Wednesday, May 25, 2011

A-Rod's Speeding Ticket Yanked By NYPD

A serious claim, made by sources involved in the New York Police Department's ongoing ticket-fixing scandal, accuses officers of burying a speeding ticket New York Yankees shortstop Alex Rodriguez got in 2009.

According to the New York Daily News, former-Yankees team owner George Steinbrenner was also a beneficiary of  mishandled summonses.

The NYPD ticket-fixing probe has widened in the past few weeks.  Police Commissioner Ray Kelly has extended the probe after the initial drug investigation concentrated on only one precinct but has now mushroomed into a wide-spread scandal.  It now involves over 100 cops and their superiors in various station houses.

Two sources said A-Rod was pulled over for hot-rodding on the West Side Highway around 57th Street two years ago.  He was issued a speeding ticket by a highway cop, but an NYPD sergeant had it disappear.
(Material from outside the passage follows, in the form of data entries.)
PR #1874, opened 2020-11-19
Remove legacy jetpack submodule

netsuso:
## Description

The Jetpack plugin in `mu-plugins` is now based on versioned subtrees. This branch removes the legacy submodule, as we are no longer using it (or we should be no longer using it)

Concerns:
- If any code (especially on site repos) is directly requiring any Jetpack class from `mu-plugins/jetpack`, they will fail. To solve this, we could add a `jetpack` symlink pointing to the active versioned subtree.
- Removing a submodule is a painful process, as merges will fail for everyone in their local clone, and it will require manual intervention. Adding the symlink explained above would only exacerbate the problem. If anyone has any idea on how to do this without needing manual intervention, please comment.

## Checklist

## Steps to Test

1. Check out PR.
1. Ensure everything keeps working, especially Jetpack


pschoffer (approved):
Looks good, no crashes when tested locally.

I have found one code that expects `.../jetpack/...` path, but that is an exclusion code so I don't think it has an impact on this PR (more details in slack). 

Why have you marked it as blocked @netsuso ?

WPprodigy:
Probably going to require a bit of a wide effort. Can probably re-approach this later when we maybe change where JPs are located.

PR #1879, opened 2020-11-23
Use filters for Search ratelimiting to allow per-site adjustments

brandon-m-skinner:
## Description

Not all sites need the same settings and rate limits. Some need more, some need less. Therefore, we should allow the various settings to be set via filters.

Needs validation as well as sensible upper / lower bounds for all settings to prevent issues. Also needs related unit tests.

## Checklist

## Steps to Test

1. Set rate limiting thresholds for querying and indexing low.
2. Do searches and indexing operations to trigger ratelimiting.
3. Note the behaviour.
4. Apply PR.
5. Set rate limiting thresholds for querying and indexing low.
6. Do searches and indexing operations to trigger ratelimiting.
7. The behaviour should be the exact same as before the PR.


pschoffer (changes requested):
Looks great overall, just a minor note about default values

nickdaugherty (changes requested):
Overall looks good; left a note about an upper bound on the count limits.

nickdaugherty (dismissed):
LGTM

netsuso:
stacks-r1289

According to the Daily News, three sources gave accounts of numerous politicians and celebrities having summonses squashed.

"It was very easy for a big name to walk away from a summons," one source said.  "[Celebrities] have contacts everywhere.  There's an eagerness to help because of who they are."

Steinbrenner, according to the source, used his influence to get rid of tickets for friends and family many times over the years.

The practice was so blatant, some celebrities were bold enough to have representatives call Police Headquarters, outright, and ask to get their clients tickets fixed.

The sources claim rapper Jay-Z's driver was also nabbed for speeding in almost the exact spot as A-Rod.  The paperwork was "lost" and the case never saw the day of light.  The cop must have been in an Empire State of Mind.

Even former-Knick and current-Denver Nugget Raymond Felton was called for a moving violation outside Madison Square Garden and it disappeared faster than the Knicks against the Celtics.

The long-standing practice of NYPD cops  fixing tickets was always considered a professional courtesy and not a crime.  Up to 40 cops are now facing departmental charges for fixing the tickets for cash or gifts.

Spokespersons for Rodriguez, the Yankees or the Knicks had no comment about the allegations or if they were part of the Bronx grand jury probe.

I'm just wondering if Mets owner Fred Wilpon would be able to talk his way out of a speeding ticket these days.  He has such a special way with words.